Hands-on Speech Recognition with Kaldi/TIMIT: Demystify Automatic Speech Recognition (ASR) & Deep Neural Networks (DNN)
- Length: 220 pages
- Edition: 1
- Language: English
- Publisher: HYPEch.com Publishing
- Publication Date: 2020-11-26
- ISBN-10: B08P79K6Q1
- Sales Rank: #3712573 (See Top 100 Books)
With the increasing demand for In-car Systems, Health Care, Military, Telephone, and our daily life, Automatic Speech Recognition (ASR) related job market is booming right now.
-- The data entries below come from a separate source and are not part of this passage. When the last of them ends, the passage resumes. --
PR #1060, opened 2017-11-22
db2: fix HADR promote when master failed

oalbrigt:
... also fixed OCF_GENERIC_ERR (non-existing return code).


krig:
Looks good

As the leading open source software in ASR field, Kaldi might be the best start point. We could learn all the concepts and technologies through building and running a Kaldi model, as well as using it in the real world.
We don’t yet know how expansive this trend will be, but if you’re a developer who specializes in software developing, now might be the time to capitalize on the rising job opportunities as major apps work to integrate Kaldi.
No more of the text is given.